Eric Bergeson: Let’s talk about my colonoscopy
Last week, I passed the final test for adulthood.
The exam? Not only did I make an appointment for my first colonoscopy, which we’re supposed to do at about age 50, but I showed up for it and sailed through without making a single juvenile, smart-aleck remark.
My restraint lasted until the next social occasion when I delivered a detailed monologue about the whole procedure. But by then, I had passed. I was officially an adult.
I have dreaded reaching this age for years, not because I am getting older, but because it means that I have to get probed and prodded for no good reason other than to stave off death.
Filling a tooth is painful, but after 30 minutes, you are better off than you were before.
Having some brute dig out your ingrown toenail is unpleasant, yet after the procedure, you are better off than you were before.
But all these after-50 probings and tests improve nothing. Either you are normal, in which case the test was a waste of time, or they find something very wrong you didn’t know about hours before.
The natural human response is to not want to know. Psychologists call it denial. Putting off important but annoying health procedures is denial.
We procrastinate until something is really wrong, which is like not checking the oil until the heat light comes on. By that time, it is too late.
Adulthood means tackling unpleasant tasks and putting them behind you, knowing that you put up with a little short-term misery for long-term peace of mind.
What I didn’t realize is that adulthood also means you become eager to discuss intimate medical procedures at the dinner table.
My parents, certified adults both, have done this for decades. A little surgical discussion over mashed potatoes doesn’t bother them a bit.
At age 43, I was promoted from the kids folding tables in the rec room up to the big table for Thanksgiving dinner. I longed to find out what they had been talking about all these years up at the adult oak dining set.

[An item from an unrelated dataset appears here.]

PR #803, opened 2023-11-18
Run Julia tests in parallel

visr:
This runs our tests on 8 workers. I haven't played around with the number yet, but as-is this is over 2x faster locally.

I should have stayed at the wiggly kids’ tables. Even if I don’t understand the kids’ video game talk, at least it doesn’t make me gag.
Talk at the solid adult table always turns to medical matters, at least if there are no pending divorces. Medical matters provide the only drama in their otherwise stable existence.

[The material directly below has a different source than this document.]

PR #1757, opened 2024-08-25
Try to fix missing import of pandera in Delwaq testing

evetion:
To fix failing Delwaq pipelines.

### DIFF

We have a pharmacist in the family. When he shows for Thanksgiving, you barely get past the table prayer before somebody starts quizzing him about their innards and outards.
In fact, Mr. Pharmacist got promoted to the adult table long before he turned forty-three. I realize now it was due to his medical expertise. He is more a consultant than a cousin.
In New Zealand they have a phrase which signals that medical talk during meals should stop: “We’re having tea!” somebody yells.
“Tea” has nothing to do with tea. It is their word for supper. They don’t even serve tea at tea.
The answer to the question, “What are we having for tea?” is usually meat, potatoes and beer in the countryside, or tofu, lentils, spinach and chard if you are within a mile of a university.
But “We’re having tea!” always means shut your mouth about blood, guts and other grit and grime.
I always wished we had such a phrase in this country, one which would immediately silence the “organ recitals,” as my musical aunt labels the listing of one’s most recent visits to the clinic.
For my first decades, I was a prude about medical matters, mainly because I start to feel my stomach weaken when they come up. I holler, “we’re eating!” but it was a cry in the wilderness, at least at the adult table.
With that history, I was thrilled last week to awaken alive and well from anesthesia and realize I now had a story for the Thanksgiving dinner table to compete with the adults’ tales of gore.
I think this means I am finally an adult myself.
Not only did I sail through a procedure which many people put off, but once it was out of the way, I became eager to talk about it!
Thanksgiving can’t come soon enough.
Ever wonder what happens when you take 16 doses of laxative in one hour?
Come over for turkey and I’ll tell you.